The mono-allylthiolation from 3,6-dichloropyridazines 1a-b to 6-allylthio-3-chloropyridazine 2a,b gave high yields. Reactions of dichloropyridazines with allylmercaptan occurred in yields of more than 91%. Pyridazine halide and piperazine were reacted in the presence of ammonium chloride in n-butanol to form the corresponding amine products relatively in good yields (Table 1, entry 4b). Similarly, perhydroazepine and perhydroazocine were converted into corresponding aminopyridazine derivatives in somewhat lower yields (Table 1, entries 9b and trace amount of 10b) because steric hindrance between tetrahydrophthalazine ring and the large (seven- or eight-membered) heterocyclic ring.

The formation of C-N bond in aminopyridazines was accomplished using NH4Cl for 24~48h in n-butanol. Pyridazines were identified by NMR, IR, GC-MS, and HRMS. The pyridazine NMR peak of 3a,b-10a,b appeared at 6.47-6.89 and 7.05-7.14 ppm, and the allyl peak appeared at 5.08-5.19, 5.25-5.38, and 5.94-6.09 ppm. The pyridazine 13C NMR peak appeared at 118, 128, 152, and 158 ppm. The allylthio 13C NMR peak appeared at 33, 113, and 133 ppm.

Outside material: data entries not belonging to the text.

PR #6832, opened 2023-11-08
Use cluster tag for Tempo

### LINKED ISSUE #6710: Traces tab is duplicated across both clusters

josunect:
Fixes #6710 (Tempo)

For some reason, telemetry is not adding the cluster tag. But without this fix, Tempo search is not working, as the cluster tag is included and the search is not returning any result.

### DIFF
--- a/tracing/client.go
+++ b/tracing/client.go
@@ -141,6 +141,7 @@ func NewClient(token string) (*Client, error) {
 				httpTracingClient, err = tempo.NewOtelClient(client, u)
 				if err != nil {
 					log.Errorf("Error creating HTTP client %s", err.Error())
+					return nil, err
 				}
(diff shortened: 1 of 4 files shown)


hhovsepy (approved):
verified
before:
Screenshot from 2023-11-20 14-05-59

after:
Screenshot from 2023-11-20 14-05-15

josunect:
Thanks for the review, @hhovsepy ! Sorry I requested again after fixing some conflicts

hhovsepy (approved):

In conclusion, we synthesized new 6-allylthio-3-heterocyclopyridazine derivatives in order to discover a potential antitumor candidate. The refluxing of 6-allylthio-3-chloropyridazines and the corresponding nucleophilic heterocycle such as morpholine, piperazine, pyrazole, imidazole, piperidine, pyrrolidine, perhydroazepine and perhydroazocine for about 24~48h produced the target compound. The resulted compound will be tested about antitumor activity.